I don’t doubt for a second that my being a white male makes me more believable in the eyes of many people, medical professionals included.

Monday, January 22, 2018

Prejudicial Awareness

I’m back on some pretty intense chemotherapy now. It tends to weaken people’s hearts, so I can only have one more round of it before I reach my lifetime limit. I also need to have an echocardiogram before I start each round to make sure my heart is doing alright. So far it’s been fine, but it’s best to be prudent. My hair is pretty much gone now too. It’s not exactly the ideal time of year to go bald and I didn’t realize just how insulating my beard was until I lost it, but it’s alright. I’m really not having too serious or debilitating of side-effects right now, and I know all too well that it could be much worse, so I won’t complain.

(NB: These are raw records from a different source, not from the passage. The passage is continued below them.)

PR #1978, opened 2026-06-22
fix: skip non-owned root files in generate --check for shared AGENTS.md

### LINKED ISSUE #1894: generate --check for codexcli rules fails when another target owns AGENTS.md

dyoshikawa-claw:
## Summary

When multiple targets share the root `AGENTS.md` file (e.g., `codexcli` and `antigravity-ide`), `rulesync generate --check` for a single target would fail because the target's expected `AGENTS.md` content differs from the on-disk content written by the last target in config order (different TOON reference paths like `@.codex/memories/*` vs `@.agents/rules/*`).

## Fix

Compute root file ownership from the config file's full target list (before `--targets` CLI override). In check mode, skip root files the target doesn't own, so only the owning target's root file is checked. Non-root files (e.g., `.codex/memories/*.md`) are always checked regardless.

### Changes

- Add `Config.getConfigFileTargets()` returning config file targets before CLI `--targets` override
- Add `computeRootFileOwnership` helper in `generate.ts` that maps root file paths to their owner (last target in config order)
- Skip non-owned root files in `processFeatureGeneration` (write check only; orphan detection still sees the full tool file list so shared root files are not treated as orphans)
- Add e2e test: check codexcli passes when antigravity-ide owns `AGENTS.md`

Closes #1894

### DIFF
--- a/src/cli/commands/generate.test.ts
+++ b/src/cli/commands/generate.test.ts
@@ -46,6 +46,7 @@ describe("generateCommand", () => {
       getSilent: vi.fn().mockReturnValue(false),
       getOutputRoots: vi.fn().mockReturnValue(["."]),
       getTargets: vi.fn().mockReturnValue(["claudecode"]),
+      getConfigFileTargets: vi.fn().mockReturnValue(["claudecode"]),
       getFeatures: vi.fn().mockReturnValue(["rules", "ignore", "mcp", "commands", "subagents"]),
       getFeatureOptions: vi.fn().mockReturnValue(undefined),
       getDelete: vi.fn().mockReturnValue(false),
--- a/src/config/config-resolver.ts
+++ b/src/config/config-resolver.ts
@@ -7,6 +7,12 @@ import {
   RULESYNC_LOCAL_CONFIG_RELATIVE_FILE_PATH,
 } from "../constants/rulesync-paths.js";
 import {
+  ALL_TOOL_TARGETS,
+  type ToolTarget,
+  isRulesyncConfigTargetsObject,
+  type RulesyncConfigTargets,
+} from "../types/tool-targets.js";
+import {
   fileExists,
   getHomeDirectory,
   readFileContent,
@@ -310,6 +316,7 @@ export class ConfigResolver {
       // captured `cwd` so the value is still deterministic.
       inputRoot: resolvedInputRoot !== undefined ? resolve(resolvedInputRoot) : cwd,
       sources: configByFile.sources ?? getDefaults().sources,
+      configFileTargets: extractConfigFileTargets(configByFile.targets),
     };
     const config = new Config(configParams);
     // The legacy `antigravity` target is never produced by wildcard expansion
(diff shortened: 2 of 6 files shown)


dyoshikawa:
@dyoshikawa-claw Thank you!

Now that I’m bald again, I look like a proper cancer patient. Anyone who looks at me could pretty easily make that judgement. This wasn’t the case last year, even though I had a bunch of chemo, an experimental clinical trial, and a handful of surgeries in 2017. None of it took my hair though, so you wouldn’t have judged me as a cancer patient on looks alone. And you’d have been very wrong.

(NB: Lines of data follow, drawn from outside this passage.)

PR #1979, opened 2026-06-22
fix(codexcli): fold non-root rules into root AGENTS.md instead of inert .codex/memories

### LINKED ISSUE #1765: codexcli non-root rules written to .codex/memories/ which Codex CLI does not read
## Summary

Non-root rules generated for `codexcli` are written to `.codex/memories/*.md`. Codex CLI does not load instruction files from this directory — neither project-level `.codex/memories/` nor global `~/.codex/memories/`. The files are silently ignored.

## Reproduction

```bash
# 1. Initialize rulesync with a non-root rule
mkdir /tmp/test && cd /tmp/test && git init
npx rulesync init
# Edit .rulesync/rules/overview.md — ensure root: false (or remove root: true)

# 2. Generate for codexcli
npx rulesync generate -t codexcli -f rules -V

# 3. Observe output goes to .codex/memories/overview.md

# 4. Verify Codex does NOT load it
codex debug prompt-input
# The memories file content does not appear in the prompt input
```

## Root Cause

`CodexcliRule.getSettablePaths()` in `src/features/rules/codexcli-rule.ts:54` sets the non-root path to `.codex/memories`. This directory is Codex CLI's own auto-memory system (SQLite-backed persistent session memory at `~/.codex/memories_1.sqlite`), not a location for user-provided instruction files.

The path was modeled after the `agentsmd` target's `.agents/memories/` convention, but Codex CLI does not implement this convention.

## Codex CLI's actual instruction loading

Per the [official docs](https://developers.openai.com/codex/guides/agents-md) and source verification:

1. **`AGENTS.md`** at project root (and `AGENTS.override.md`)
2. **Hierarchical walking** from git root to cwd, loading `AGENTS.md` in each directory
3. **`config.toml`** `instructions` / `developer_instructions` fields
4. **Skills** (`~/.codex/skills/*/SKILL.md`, `.agents/skills/*/SKILL.md`)

There is no "directory of loose rule files" discovery mechanism.

## TOON workaround is unreliable

The `ruleDiscoveryMode: "toon"` setting prepends a TOON-formatted reference section to AGENTS.md asking the LLM to read the non-root rule files. This is prompt engineering, not native file loading — the model may or may not follow the instruction. Verified that `codex debug prompt-input` does not show the referenced files in the loaded context.

## Impact

- **Root rules work correctly** — `root: true` generates `AGENTS.md`, which Codex reads.
- **All non-root rules are silently dropped** — they go to `.codex/memories/` where Codex ignores them.
- **Single-rule setups are unaffected** — if you have one rule with `root: true`, everything lands in AGENTS.md.
- **Multi-rule setups lose all non-root rules** without warning.

## Suggested fix

Since Codex CLI has no directory-based rule discovery, the options are:

1. **New `ruleDiscoveryMode: "inline"`** — concatenate non-root rule content directly into the root `AGENTS.md` under section headers. This is what actually works with Codex.
2. **Maintain the current TOON approach** but document that it is best-effort and relies on LLM compliance, not native loading.

Option 1 would be a correct fix. Option 2 would at minimum need a warning in the docs/README.

## Related

- #1685 — similar path mismatch for skills (`.codex/skills/` vs canonical `.agents/skills/`)

## Environment

- rulesync: 8.24.1
- Codex CLI: 0.137.0
- Verified with `codex debug prompt-input` and `codex exec` testing

dyoshikawa-claw:
## Summary

Codex CLI loads instructions only from the `AGENTS.md` family (root + hierarchical directory walk per the [official docs](https://developers.openai.com/codex/guides/agents-md)). It does **NOT** scan `.codex/memories/` for instruction files — that directory is Codex's separate SQLite-backed auto-memory system. Non-root rules written there were silently ignored.

## Fix

Add `foldsNonRootIntoRoot: true` to the codexcli rule factory entry and remove the `nonRoot` path from `CodexcliRule.getSettablePaths()`, so non-root rule bodies are concatenated into the single root `AGENTS.md` by the RulesProcessor — same pattern as **grokcli**, **warp**, and **deepagents**.

### Changes

- Rewrite `codexcli-rule.ts` following the grokcli/warp pattern (root-only settable paths, both root and non-root rules target `./AGENTS.md`)
- Change `ruleDiscoveryMode` from `'toon'` to `'auto'` (no inert TOON references)
- Update `codexcli-rule.test.ts`: 41 tests updated for folding behavior
- Update gitignore tests: `.codex/memories/` no longer generated
- Regenerate `.gitignore` (drops `**/.codex/memories/`)

### Precedent

This mirrors commit `3a57ea7a" which fixed the identical bug for warp (`.warp/memories/` was inert).

Closes #1765


dyoshikawa:
@dyoshikawa-claw Thank you!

That’s ok. It really didn’t do me any harm.

That’s just not the case with a lot of judgements. It’s not the case when judgements are informed by prejudice and it’s especially not the case when judgements informed by prejudice are accompanied by an imbalance of power.

Now, it’s impossible not to hold prejudices. It’s difficult to even become aware of all our prejudices, much less rid ourselves of them entirely. It’s also impossible not to make judgements based on appearances. I’m not even convinced that it would be entirely beneficial were it possible. Judgements about whether or not others appear like they could use a helping hand aren’t exactly terrible. Not all the time, at least.

That’s why we need to become more aware of our prejudices. We need to acknowledge when prejudices misinform our thinking so we can combat them and change our outlook. We need to be vigilant against ourselves, to take a step back and rethink everything when we realize we allowed prejudice to alter our view of the world or others. And we need to humbly listen when other people try to make us aware of our prejudices. Claiming reflexively to be the least-prejudiced, least-racist, or least-biased person around just reveals how little we understand these issues. Let's all stop being so offended by charges of racism, prejudice or bigotry, and start being more offended by these things themselves.